Extract, from the listing that follows, each line containing the word "other".
+ + +
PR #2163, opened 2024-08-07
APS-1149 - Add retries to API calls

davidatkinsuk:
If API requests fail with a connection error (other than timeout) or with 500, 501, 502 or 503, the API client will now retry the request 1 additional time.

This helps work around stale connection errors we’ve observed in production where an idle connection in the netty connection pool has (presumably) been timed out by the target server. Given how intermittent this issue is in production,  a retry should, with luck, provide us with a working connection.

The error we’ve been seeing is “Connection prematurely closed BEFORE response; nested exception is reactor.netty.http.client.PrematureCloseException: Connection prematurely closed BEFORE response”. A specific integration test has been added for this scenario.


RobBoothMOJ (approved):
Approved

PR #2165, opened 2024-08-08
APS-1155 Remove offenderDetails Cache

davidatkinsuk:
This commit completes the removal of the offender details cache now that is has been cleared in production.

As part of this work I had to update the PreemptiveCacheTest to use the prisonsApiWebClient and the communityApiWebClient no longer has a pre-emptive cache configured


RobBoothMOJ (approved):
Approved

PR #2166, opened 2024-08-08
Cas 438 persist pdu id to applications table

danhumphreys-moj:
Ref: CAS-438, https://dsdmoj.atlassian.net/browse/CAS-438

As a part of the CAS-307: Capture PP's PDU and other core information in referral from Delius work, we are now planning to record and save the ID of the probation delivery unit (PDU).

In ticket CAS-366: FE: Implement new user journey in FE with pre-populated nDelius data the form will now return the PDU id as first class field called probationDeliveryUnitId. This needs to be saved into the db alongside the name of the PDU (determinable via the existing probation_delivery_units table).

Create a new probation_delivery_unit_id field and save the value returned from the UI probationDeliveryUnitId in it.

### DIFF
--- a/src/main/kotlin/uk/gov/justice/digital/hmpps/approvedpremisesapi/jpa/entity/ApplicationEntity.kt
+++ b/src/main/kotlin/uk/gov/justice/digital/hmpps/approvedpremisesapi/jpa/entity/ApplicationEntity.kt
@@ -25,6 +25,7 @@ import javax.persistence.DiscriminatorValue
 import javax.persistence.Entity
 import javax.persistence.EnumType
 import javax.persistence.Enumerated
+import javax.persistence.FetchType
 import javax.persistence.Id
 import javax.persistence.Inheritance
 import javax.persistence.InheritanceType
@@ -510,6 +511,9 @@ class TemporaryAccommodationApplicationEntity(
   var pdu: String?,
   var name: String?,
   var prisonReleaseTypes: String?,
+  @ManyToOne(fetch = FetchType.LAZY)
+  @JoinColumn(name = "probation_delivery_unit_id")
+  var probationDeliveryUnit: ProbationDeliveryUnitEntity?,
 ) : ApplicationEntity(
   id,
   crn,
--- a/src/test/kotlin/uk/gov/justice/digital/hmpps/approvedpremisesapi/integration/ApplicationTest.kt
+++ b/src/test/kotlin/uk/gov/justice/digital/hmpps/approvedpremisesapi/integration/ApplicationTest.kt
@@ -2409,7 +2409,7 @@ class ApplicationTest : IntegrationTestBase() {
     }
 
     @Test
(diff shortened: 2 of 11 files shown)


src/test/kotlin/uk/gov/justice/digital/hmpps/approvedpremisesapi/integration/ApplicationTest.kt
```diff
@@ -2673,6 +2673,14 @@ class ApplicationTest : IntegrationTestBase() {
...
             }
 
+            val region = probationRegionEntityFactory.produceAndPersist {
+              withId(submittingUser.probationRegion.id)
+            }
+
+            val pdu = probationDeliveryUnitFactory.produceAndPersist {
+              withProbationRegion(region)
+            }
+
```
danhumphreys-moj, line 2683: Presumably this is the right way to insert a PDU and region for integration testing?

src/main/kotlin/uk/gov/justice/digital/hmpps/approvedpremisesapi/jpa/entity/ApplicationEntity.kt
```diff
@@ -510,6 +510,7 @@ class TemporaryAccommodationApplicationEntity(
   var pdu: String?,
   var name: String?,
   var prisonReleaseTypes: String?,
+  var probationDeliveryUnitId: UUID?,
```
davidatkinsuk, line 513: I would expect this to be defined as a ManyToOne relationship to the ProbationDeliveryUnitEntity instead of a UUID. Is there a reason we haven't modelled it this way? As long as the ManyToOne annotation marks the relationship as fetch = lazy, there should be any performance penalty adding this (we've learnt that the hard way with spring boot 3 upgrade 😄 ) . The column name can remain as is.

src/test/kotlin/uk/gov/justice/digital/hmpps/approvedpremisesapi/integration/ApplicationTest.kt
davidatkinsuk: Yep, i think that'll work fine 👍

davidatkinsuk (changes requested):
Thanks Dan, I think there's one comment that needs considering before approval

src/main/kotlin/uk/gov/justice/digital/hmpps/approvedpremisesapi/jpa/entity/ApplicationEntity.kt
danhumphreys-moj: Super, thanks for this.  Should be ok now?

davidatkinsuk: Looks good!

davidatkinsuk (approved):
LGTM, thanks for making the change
+ + +
* **ANSWER TO THIS EXERCISE**:
If API requests fail with a connection error (other than timeout) or with 500, 501, 502 or 503, the API client will now retry the request 1 additional time.
As a part of the CAS-307: Capture PP's PDU and other core information in referral from Delius work, we are now planning to record and save the ID of the probation delivery unit (PDU).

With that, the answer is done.